Archeology and anthropology also have their say in the debate. National Geographic’s amazing Genographic Project, which is using genetic mutations in Y-chromosomes and mitochondrial DNA to trace the movements of early modern humans across the globe, has identified a unique genetic mutation marker called M-174. This Y-chromosome mutation is one of the oldest. The people (Haplogroup-D) who carry it trekked from northern Africa along the coastlines of south and southeast Asia, then up the Ryukyu Islands to Japan. Even today, many Japanese men still carry this marker.

Skeletal remains of these early migrants have already been discovered in the Ryukyu Islands. The oldest of these has been dated to 32,000 years ago. Kimura’s time frame of 10,000 years ago thus presents no problem in terms of people being present in the Ryukyu Islands.

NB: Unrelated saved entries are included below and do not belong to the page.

PR #22, opened 2026-03-09
feat: add support for mt-bench-101

ErlisLushtaku:
## Summary

Integrates the MT-Bench-101 benchmark (1,388 multi-turn dialogues, 13 tasks, 3 ability tiers) into OpenJury. The implementation follows the [OpenCompass fork](https://github.com/xingyuanbu/opencompass) reference implementation (as well as some info from https://github.com/mtbench101/mt-bench-101) and the [paper (Bai et al., 2024)](https://arxiv.org/pdf/2402.14762) for prompt structure, dialogue formatting, and scoring, while adding OpenJury-specific derived pairwise comparisons on top.

## What is MT-Bench-101

MT-Bench-101 is a fine-grained multi-turn dialogue evaluation benchmark that tests 13 specific abilities (e.g. Conversational Memory, Self-Correction, Mathematical Reasoning) grouped into three tiers: Perceptivity, Adaptability, and Interactivity. Unlike the original MT-Bench (80 dialogues, 2 turns, pairwise judging), MT-Bench-101 uses:

- **Golden context**: dialogue history is curated and fixed; the model generates only the current turn's response
- **Single-answer grading**: each model is scored independently (1-10) with task-specific judge prompts
- **Min-per-dialogue aggregation**: a dialogue's score is the minimum across its turns, then averaged per task/ability

## Key design decisions

- **Paper-faithful evaluation**: single-answer grading with judge temperature 0.6, task-specific prompts from the paper (Figures 21-34), and min-per-dialogue aggregation -- preserving the methodology that achieved 87% agreement with human experts
- **Derived pairwise on top**: after independent scoring, `PairScore.preference_from_scores` (softmax) derives pairwise preferences compatible with OpenJury's existing win-rate reporting
- **Aligned with OpenCompass**: judge prompt structure, dialogue formatting, and score parsing (`[[N]]` double-bracket extraction with 1-10 validation), prompt content (with some fixed typos) have been made consistent with the OpenCompass implementation.
- **Reference answer bug fix**: OpenCompass passes the full dialogue list repr as `ref_answer` for MR/GR tasks causing a bug; we correctly pass the ground-truth `bot` response for the current turn
[...]

PR #119, opened 2026-09-09
MT-Bench-101 (1/2): Declare MT-Bench-101 task and dataset adapter

ErlisLushtaku:
## Summary

This is the first PR in the MT-Bench-101 stack. It declares the task and adds the dataset adapter; generation and judging are in #120.

## Changes

- Add a packaged `mt-bench-101` task YAML with the upstream dataset pinned to commit `bc18b3e2c18c99164e11528f1a79c92083db5953`.
- Expand the source dialogues into one row per evaluated turn while retaining the golden context. Tasks that only become meaningful after the first turn start at turn 2, following the reference implementation.
- Add the typed protocol schema and register the dataset adapter and runner route.
- Package the task-specific judge prompts used by the OpenCompass fork, with the typo and formatting corrections carried over from closed #22.

## References

The task structure and prompts come from the [MT-Bench-101 repository](https://github.com/mtbench101/mt-bench-101), the [OpenCompass fork](https://github.com/xingyuanbu/opencompass), and [Bai et al. (2024)](https://arxiv.org/abs/2402.14762).


judgearena/tasks/schema/__init__.py
```diff
@@ -22,6 +22,11 @@
     MTBenchProtocol,
     MultiTurnGeneration,
 )
+from judgearena.tasks.schema.mt_bench_101 import (
+    GoldenContextGeneration,
```
kargibora, line 26: What is GoldenContext?

kargibora:
Looks good to me as it is just the definitions. IT is a clean implementation!

kargibora (approved):

judgearena/tasks/schema/__init__.py
ErlisLushtaku: It means each turn is generated using the preceding reference dialogue as fixed context, rather than using the previously generated turns from the LLM. I added this to the schema.

judgearena/tasks/schema/mt_bench_101.py
```diff
@@ -13,6 +13,8 @@
 
 
 class GoldenContextGeneration(StrictFrozenModel):
+    """Generate each turn using the preceding reference dialogue as context."""
```
kargibora, line 16: Thanks for clarifiyng!

kargibora (approved):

The issue, however, is that monumental architecture is normally associated only with economies based on intensive agriculture. In Japan, slash and burn dry-field farming is now documented to be at least as old as the middle Jomon Period (ca 10,000 B.C.-ca 300 B.C.), about 6,000 years ago, and settled villages in southern Kyushu have been dated to over 9,000 years ago.

Still, this Jomon agriculture is thought to have been small-scale, and only supplemental to the mainstay hunting, fishing and gathering economy. It was only at the very latest stages of the Jomon Period and beginning of the Yayoi Period (ca 300 B.C.-ca A.D. 300), no more than 3,000 years ago, that intensive cultivation of rice in irrigated paddies was introduced to Japan.

Even so, many of the structures associated with the Yonaguni Monument–two immense monoliths standing on edge side by side; a road at the base swept clear of all debris; round holes that may have held wooden pillars; a nearby rock carved into what from some angles resembles a human face–are cited as proof of a human hand in the making. In addition, rocks in the vicinity of the monument have been incised with lines that resemble primitive pictorial writing, and some human-made stone tools have been recovered from the area.

Taken together, all this evidence seems overwhelmingly in favor of the ancient undersea palace theory. Graham Hancock, famous explorer and author of such bestsellers as Fingerprints of the Gods, is convinced that this is the case, and uses the Yonaguni Monument as a lynchpin of his arguments that a sophisticated civilization existed more than 10,000 years ago, but that its monuments and cities have been inundated by the rising seas.

Critics, however, point out that taken one at a time, each supposed proof remains circumstantial and subject to doubt or at least closer scrutiny. No absolute irrefutable evidence of human work, such as fitted stone blocks or a burial chamber within the structure, has been located to date.

The Yonaguni Monument is a breathtakingly beautiful undersea landscape, and Yonagunijima island is a great scuba and ecotourism destination. As to the origin of the monument, my only advice is to go and see it, then decide for yourself!